▶ **Problem requirements**
Copy each line of the records that contains the word "Given".

▶ **Dataset entries**
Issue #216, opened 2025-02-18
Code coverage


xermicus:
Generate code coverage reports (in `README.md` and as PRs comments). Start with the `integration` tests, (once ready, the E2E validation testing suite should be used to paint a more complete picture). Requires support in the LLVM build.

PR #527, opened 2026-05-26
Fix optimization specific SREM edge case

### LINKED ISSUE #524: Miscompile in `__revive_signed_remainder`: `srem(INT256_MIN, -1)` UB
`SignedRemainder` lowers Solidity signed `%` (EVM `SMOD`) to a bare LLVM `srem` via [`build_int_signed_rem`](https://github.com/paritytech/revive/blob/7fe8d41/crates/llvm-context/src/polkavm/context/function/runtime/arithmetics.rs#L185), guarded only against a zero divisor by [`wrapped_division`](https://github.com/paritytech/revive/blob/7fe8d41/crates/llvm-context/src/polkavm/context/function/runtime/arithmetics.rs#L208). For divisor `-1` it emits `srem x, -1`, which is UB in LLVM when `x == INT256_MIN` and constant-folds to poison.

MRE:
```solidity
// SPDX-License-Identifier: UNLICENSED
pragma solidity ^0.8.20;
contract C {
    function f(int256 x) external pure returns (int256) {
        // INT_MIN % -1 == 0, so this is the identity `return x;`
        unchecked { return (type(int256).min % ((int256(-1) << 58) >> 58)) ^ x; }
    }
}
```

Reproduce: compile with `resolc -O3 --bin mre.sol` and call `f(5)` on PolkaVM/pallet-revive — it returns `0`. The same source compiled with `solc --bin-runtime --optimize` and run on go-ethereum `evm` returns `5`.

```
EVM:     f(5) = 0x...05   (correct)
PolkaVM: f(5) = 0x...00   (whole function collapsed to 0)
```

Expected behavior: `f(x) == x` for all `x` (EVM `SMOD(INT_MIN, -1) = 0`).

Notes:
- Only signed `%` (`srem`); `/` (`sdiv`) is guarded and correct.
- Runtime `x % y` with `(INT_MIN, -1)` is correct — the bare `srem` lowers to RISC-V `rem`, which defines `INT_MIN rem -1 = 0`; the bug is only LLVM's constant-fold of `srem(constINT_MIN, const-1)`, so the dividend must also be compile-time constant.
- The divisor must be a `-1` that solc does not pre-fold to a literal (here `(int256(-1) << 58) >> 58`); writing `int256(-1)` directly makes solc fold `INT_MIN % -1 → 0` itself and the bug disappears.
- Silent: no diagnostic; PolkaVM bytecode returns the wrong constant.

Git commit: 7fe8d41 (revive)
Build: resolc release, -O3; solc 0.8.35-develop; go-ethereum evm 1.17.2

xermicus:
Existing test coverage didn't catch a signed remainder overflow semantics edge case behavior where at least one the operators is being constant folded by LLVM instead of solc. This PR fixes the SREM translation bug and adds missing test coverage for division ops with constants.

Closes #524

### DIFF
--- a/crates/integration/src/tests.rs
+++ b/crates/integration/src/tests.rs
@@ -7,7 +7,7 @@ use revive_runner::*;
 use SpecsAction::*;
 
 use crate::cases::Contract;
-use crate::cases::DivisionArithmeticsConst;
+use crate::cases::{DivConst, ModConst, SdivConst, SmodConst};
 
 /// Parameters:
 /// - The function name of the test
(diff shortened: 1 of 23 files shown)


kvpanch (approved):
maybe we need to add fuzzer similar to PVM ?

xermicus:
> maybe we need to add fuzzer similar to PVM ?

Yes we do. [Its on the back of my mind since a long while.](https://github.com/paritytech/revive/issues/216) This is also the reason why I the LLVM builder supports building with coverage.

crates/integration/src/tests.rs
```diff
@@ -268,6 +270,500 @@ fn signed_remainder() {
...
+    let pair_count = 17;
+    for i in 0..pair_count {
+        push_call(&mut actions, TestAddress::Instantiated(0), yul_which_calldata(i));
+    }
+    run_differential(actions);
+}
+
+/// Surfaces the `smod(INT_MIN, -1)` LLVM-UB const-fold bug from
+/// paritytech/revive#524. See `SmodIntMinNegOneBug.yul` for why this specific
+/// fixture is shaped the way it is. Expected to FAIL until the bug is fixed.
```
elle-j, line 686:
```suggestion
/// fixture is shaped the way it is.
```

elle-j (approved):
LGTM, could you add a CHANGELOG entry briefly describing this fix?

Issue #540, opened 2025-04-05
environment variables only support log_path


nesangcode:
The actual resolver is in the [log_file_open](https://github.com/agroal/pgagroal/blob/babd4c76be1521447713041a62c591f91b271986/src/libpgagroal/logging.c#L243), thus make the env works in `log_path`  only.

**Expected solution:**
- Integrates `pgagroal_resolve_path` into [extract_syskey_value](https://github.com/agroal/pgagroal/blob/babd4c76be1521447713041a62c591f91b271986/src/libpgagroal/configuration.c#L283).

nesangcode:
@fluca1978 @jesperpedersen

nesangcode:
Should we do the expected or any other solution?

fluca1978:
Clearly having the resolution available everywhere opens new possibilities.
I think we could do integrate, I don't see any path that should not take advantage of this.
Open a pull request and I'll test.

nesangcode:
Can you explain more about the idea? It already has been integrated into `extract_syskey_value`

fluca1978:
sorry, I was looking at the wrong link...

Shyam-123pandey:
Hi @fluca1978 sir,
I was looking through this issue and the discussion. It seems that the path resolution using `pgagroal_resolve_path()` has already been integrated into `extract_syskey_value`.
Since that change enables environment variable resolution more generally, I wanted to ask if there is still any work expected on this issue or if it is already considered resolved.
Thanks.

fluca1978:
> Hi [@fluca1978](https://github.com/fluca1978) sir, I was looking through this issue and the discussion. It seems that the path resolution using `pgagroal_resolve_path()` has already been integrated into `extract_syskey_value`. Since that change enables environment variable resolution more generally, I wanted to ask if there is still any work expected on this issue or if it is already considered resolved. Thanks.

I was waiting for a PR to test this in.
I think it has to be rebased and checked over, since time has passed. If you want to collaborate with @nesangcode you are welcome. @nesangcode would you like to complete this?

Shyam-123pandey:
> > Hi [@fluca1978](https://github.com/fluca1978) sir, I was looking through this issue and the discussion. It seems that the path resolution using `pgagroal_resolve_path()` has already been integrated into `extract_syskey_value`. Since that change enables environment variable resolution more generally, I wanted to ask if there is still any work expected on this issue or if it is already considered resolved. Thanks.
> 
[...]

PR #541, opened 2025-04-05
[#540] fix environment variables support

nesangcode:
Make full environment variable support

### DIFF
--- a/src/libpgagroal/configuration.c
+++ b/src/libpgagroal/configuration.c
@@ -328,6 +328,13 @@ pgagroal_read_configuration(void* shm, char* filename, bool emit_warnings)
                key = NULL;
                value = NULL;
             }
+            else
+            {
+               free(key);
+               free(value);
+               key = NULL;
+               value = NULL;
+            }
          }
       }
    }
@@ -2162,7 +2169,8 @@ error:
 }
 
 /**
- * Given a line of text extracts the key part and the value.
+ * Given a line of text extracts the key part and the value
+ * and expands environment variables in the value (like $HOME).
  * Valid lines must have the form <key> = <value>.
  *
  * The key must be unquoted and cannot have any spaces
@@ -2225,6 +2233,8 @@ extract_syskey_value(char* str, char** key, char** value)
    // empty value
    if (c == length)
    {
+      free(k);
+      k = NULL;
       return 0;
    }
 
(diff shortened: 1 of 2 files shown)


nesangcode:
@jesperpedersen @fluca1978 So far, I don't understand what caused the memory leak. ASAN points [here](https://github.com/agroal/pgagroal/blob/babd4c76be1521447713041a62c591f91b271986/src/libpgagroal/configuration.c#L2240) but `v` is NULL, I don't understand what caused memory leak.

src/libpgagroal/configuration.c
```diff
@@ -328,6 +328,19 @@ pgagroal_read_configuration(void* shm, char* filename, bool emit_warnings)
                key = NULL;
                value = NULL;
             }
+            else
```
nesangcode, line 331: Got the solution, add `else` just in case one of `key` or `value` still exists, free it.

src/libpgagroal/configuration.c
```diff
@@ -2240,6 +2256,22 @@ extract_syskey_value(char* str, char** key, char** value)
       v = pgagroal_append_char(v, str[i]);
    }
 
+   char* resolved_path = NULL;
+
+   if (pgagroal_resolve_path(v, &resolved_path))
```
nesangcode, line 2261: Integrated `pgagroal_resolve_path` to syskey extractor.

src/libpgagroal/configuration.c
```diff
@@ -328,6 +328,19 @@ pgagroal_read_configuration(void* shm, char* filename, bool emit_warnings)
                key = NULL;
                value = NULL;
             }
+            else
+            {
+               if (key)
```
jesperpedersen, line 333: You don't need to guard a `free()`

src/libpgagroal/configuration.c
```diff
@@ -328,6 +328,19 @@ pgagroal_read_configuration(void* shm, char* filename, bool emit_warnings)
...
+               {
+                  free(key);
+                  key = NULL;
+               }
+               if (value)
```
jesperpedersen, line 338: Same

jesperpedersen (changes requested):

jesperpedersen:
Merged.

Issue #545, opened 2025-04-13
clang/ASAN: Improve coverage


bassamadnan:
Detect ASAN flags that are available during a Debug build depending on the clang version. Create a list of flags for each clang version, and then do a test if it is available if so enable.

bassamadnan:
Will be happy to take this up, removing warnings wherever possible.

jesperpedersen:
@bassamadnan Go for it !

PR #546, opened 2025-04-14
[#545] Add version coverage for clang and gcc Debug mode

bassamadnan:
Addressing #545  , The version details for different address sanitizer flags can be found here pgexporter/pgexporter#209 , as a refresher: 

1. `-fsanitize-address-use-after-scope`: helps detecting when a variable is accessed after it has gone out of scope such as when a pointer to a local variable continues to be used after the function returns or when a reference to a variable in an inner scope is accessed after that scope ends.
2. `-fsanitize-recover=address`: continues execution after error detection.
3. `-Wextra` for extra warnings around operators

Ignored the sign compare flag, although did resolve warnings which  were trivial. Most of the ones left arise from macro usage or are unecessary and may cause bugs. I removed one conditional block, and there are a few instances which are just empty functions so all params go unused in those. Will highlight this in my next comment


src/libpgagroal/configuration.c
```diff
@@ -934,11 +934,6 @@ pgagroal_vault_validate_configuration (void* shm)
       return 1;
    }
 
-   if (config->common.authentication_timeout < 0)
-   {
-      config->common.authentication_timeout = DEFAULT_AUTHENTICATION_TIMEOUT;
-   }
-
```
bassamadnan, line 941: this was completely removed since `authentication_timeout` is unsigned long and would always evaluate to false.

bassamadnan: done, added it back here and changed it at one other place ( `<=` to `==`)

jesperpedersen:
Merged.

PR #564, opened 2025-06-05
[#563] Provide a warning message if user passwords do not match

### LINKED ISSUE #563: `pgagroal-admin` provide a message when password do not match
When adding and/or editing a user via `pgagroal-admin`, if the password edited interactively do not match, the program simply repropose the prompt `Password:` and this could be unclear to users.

▶ **Written answer**
- * Given a line of text extracts the key part and the value.
+ * Given a line of text extracts the key part and the value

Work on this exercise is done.